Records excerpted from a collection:
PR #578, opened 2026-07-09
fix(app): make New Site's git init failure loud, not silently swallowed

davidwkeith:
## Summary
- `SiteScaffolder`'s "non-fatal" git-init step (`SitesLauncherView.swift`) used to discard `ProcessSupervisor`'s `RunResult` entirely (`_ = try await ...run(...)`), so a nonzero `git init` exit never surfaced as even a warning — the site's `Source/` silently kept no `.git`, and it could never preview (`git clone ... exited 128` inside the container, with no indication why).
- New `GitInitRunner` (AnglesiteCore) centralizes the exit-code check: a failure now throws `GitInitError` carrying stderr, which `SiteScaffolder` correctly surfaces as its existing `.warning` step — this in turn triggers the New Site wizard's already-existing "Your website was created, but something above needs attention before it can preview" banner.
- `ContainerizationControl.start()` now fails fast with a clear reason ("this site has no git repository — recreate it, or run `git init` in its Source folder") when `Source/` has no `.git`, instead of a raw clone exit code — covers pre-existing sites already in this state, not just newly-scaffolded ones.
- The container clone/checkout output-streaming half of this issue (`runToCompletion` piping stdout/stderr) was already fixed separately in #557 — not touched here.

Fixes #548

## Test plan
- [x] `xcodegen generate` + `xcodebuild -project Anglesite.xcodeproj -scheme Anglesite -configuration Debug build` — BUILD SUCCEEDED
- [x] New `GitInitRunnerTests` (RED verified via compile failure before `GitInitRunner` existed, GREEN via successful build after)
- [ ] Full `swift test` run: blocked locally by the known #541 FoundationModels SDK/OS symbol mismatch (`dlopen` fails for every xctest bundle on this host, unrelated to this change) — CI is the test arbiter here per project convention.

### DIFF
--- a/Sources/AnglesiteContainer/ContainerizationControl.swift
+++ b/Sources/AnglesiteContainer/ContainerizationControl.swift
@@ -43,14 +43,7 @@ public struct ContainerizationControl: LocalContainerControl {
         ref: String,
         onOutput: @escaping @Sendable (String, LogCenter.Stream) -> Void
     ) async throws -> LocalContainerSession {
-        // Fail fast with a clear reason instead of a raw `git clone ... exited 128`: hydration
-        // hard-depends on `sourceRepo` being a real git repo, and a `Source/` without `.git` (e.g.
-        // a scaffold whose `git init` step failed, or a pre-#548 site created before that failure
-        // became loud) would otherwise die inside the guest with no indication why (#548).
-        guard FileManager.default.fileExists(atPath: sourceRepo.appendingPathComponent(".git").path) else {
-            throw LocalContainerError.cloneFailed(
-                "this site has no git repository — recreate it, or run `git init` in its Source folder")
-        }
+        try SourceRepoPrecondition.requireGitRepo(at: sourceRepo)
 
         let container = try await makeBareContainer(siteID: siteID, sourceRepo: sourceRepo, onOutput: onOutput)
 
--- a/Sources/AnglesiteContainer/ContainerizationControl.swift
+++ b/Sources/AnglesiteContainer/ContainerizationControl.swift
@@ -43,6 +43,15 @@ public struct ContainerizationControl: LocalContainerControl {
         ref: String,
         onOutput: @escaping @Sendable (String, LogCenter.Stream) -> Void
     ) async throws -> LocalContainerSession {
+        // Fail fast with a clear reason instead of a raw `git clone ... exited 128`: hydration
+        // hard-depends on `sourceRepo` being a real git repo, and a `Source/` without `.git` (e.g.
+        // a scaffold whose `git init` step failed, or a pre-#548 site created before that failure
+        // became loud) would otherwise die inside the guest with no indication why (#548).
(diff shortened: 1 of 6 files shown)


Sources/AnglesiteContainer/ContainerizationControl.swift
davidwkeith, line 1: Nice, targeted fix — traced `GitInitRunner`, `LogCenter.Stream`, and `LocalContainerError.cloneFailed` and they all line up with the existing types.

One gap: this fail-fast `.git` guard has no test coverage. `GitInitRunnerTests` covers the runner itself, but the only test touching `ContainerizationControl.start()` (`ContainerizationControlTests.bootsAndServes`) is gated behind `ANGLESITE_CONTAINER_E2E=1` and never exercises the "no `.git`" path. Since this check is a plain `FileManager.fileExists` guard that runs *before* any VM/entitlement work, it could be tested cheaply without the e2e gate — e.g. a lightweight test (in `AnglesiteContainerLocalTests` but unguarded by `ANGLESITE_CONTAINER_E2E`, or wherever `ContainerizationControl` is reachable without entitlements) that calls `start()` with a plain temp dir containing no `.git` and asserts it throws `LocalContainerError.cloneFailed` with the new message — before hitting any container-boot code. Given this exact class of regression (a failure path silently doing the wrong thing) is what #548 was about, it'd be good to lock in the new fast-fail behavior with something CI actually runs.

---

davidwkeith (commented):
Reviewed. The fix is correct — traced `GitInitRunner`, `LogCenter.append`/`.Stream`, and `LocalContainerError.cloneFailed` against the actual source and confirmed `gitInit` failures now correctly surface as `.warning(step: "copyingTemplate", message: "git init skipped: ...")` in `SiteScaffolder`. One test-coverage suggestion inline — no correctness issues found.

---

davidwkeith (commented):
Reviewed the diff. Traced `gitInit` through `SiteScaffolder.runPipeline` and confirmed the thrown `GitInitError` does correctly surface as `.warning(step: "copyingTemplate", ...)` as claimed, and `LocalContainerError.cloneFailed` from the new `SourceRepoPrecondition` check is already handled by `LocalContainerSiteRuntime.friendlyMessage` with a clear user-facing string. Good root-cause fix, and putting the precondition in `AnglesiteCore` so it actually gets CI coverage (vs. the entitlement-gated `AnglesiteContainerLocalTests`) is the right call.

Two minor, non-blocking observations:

Exercise prompt:
Transcribe the records in full, word for word.

Task response:
PR #578, opened 2026-07-09
fix(app): make New Site's git init failure loud, not silently swallowed

davidwkeith:
## Summary
- `SiteScaffolder`'s "non-fatal" git-init step (`SitesLauncherView.swift`) used to discard `ProcessSupervisor`'s `RunResult` entirely (`_ = try await ...run(...)`), so a nonzero `git init` exit never surfaced as even a warning — the site's `Source/` silently kept no `.git`, and it could never preview (`git clone ... exited 128` inside the container, with no indication why).
- New `GitInitRunner` (AnglesiteCore) centralizes the exit-code check: a failure now throws `GitInitError` carrying stderr, which `SiteScaffolder` correctly surfaces as its existing `.warning` step — this in turn triggers the New Site wizard's already-existing "Your website was created, but something above needs attention before it can preview" banner.
- `ContainerizationControl.start()` now fails fast with a clear reason ("this site has no git repository — recreate it, or run `git init` in its Source folder") when `Source/` has no `.git`, instead of a raw clone exit code — covers pre-existing sites already in this state, not just newly-scaffolded ones.
- The container clone/checkout output-streaming half of this issue (`runToCompletion` piping stdout/stderr) was already fixed separately in #557 — not touched here.

Fixes #548

## Test plan
- [x] `xcodegen generate` + `xcodebuild -project Anglesite.xcodeproj -scheme Anglesite -configuration Debug build` — BUILD SUCCEEDED
- [x] New `GitInitRunnerTests` (RED verified via compile failure before `GitInitRunner` existed, GREEN via successful build after)
- [ ] Full `swift test` run: blocked locally by the known #541 FoundationModels SDK/OS symbol mismatch (`dlopen` fails for every xctest bundle on this host, unrelated to this change) — CI is the test arbiter here per project convention.

### DIFF
--- a/Sources/AnglesiteContainer/ContainerizationControl.swift
+++ b/Sources/AnglesiteContainer/ContainerizationControl.swift
@@ -43,14 +43,7 @@ public struct ContainerizationControl: LocalContainerControl {
         ref: String,
         onOutput: @escaping @Sendable (String, LogCenter.Stream) -> Void
     ) async throws -> LocalContainerSession {
-        // Fail fast with a clear reason instead of a raw `git clone ... exited 128`: hydration
-        // hard-depends on `sourceRepo` being a real git repo, and a `Source/` without `.git` (e.g.
-        // a scaffold whose `git init` step failed, or a pre-#548 site created before that failure
-        // became loud) would otherwise die inside the guest with no indication why (#548).
-        guard FileManager.default.fileExists(atPath: sourceRepo.appendingPathComponent(".git").path) else {
-            throw LocalContainerError.cloneFailed(
-                "this site has no git repository — recreate it, or run `git init` in its Source folder")
-        }
+        try SourceRepoPrecondition.requireGitRepo(at: sourceRepo)
 
         let container = try await makeBareContainer(siteID: siteID, sourceRepo: sourceRepo, onOutput: onOutput)
 
--- a/Sources/AnglesiteContainer/ContainerizationControl.swift
+++ b/Sources/AnglesiteContainer/ContainerizationControl.swift
@@ -43,6 +43,15 @@ public struct ContainerizationControl: LocalContainerControl {
         ref: String,
         onOutput: @escaping @Sendable (String, LogCenter.Stream) -> Void
     ) async throws -> LocalContainerSession {
+        // Fail fast with a clear reason instead of a raw `git clone ... exited 128`: hydration
+        // hard-depends on `sourceRepo` being a real git repo, and a `Source/` without `.git` (e.g.
+        // a scaffold whose `git init` step failed, or a pre-#548 site created before that failure
+        // became loud) would otherwise die inside the guest with no indication why (#548).
(diff shortened: 1 of 6 files shown)


Sources/AnglesiteContainer/ContainerizationControl.swift
davidwkeith, line 1: Nice, targeted fix — traced `GitInitRunner`, `LogCenter.Stream`, and `LocalContainerError.cloneFailed` and they all line up with the existing types.

One gap: this fail-fast `.git` guard has no test coverage. `GitInitRunnerTests` covers the runner itself, but the only test touching `ContainerizationControl.start()` (`ContainerizationControlTests.bootsAndServes`) is gated behind `ANGLESITE_CONTAINER_E2E=1` and never exercises the "no `.git`" path. Since this check is a plain `FileManager.fileExists` guard that runs *before* any VM/entitlement work, it could be tested cheaply without the e2e gate — e.g. a lightweight test (in `AnglesiteContainerLocalTests` but unguarded by `ANGLESITE_CONTAINER_E2E`, or wherever `ContainerizationControl` is reachable without entitlements) that calls `start()` with a plain temp dir containing no `.git` and asserts it throws `LocalContainerError.cloneFailed` with the new message — before hitting any container-boot code. Given this exact class of regression (a failure path silently doing the wrong thing) is what #548 was about, it'd be good to lock in the new fast-fail behavior with something CI actually runs.

---

davidwkeith (commented):
Reviewed. The fix is correct — traced `GitInitRunner`, `LogCenter.append`/`.Stream`, and `LocalContainerError.cloneFailed` against the actual source and confirmed `gitInit` failures now correctly surface as `.warning(step: "copyingTemplate", message: "git init skipped: ...")` in `SiteScaffolder`. One test-coverage suggestion inline — no correctness issues found.

---

davidwkeith (commented):
Reviewed the diff. Traced `gitInit` through `SiteScaffolder.runPipeline` and confirmed the thrown `GitInitError` does correctly surface as `.warning(step: "copyingTemplate", ...)` as claimed, and `LocalContainerError.cloneFailed` from the new `SourceRepoPrecondition` check is already handled by `LocalContainerSiteRuntime.friendlyMessage` with a clear user-facing string. Good root-cause fix, and putting the precondition in `AnglesiteCore` so it actually gets CI coverage (vs. the entitlement-gated `AnglesiteContainerLocalTests`) is the right call.

Two minor, non-blocking observations:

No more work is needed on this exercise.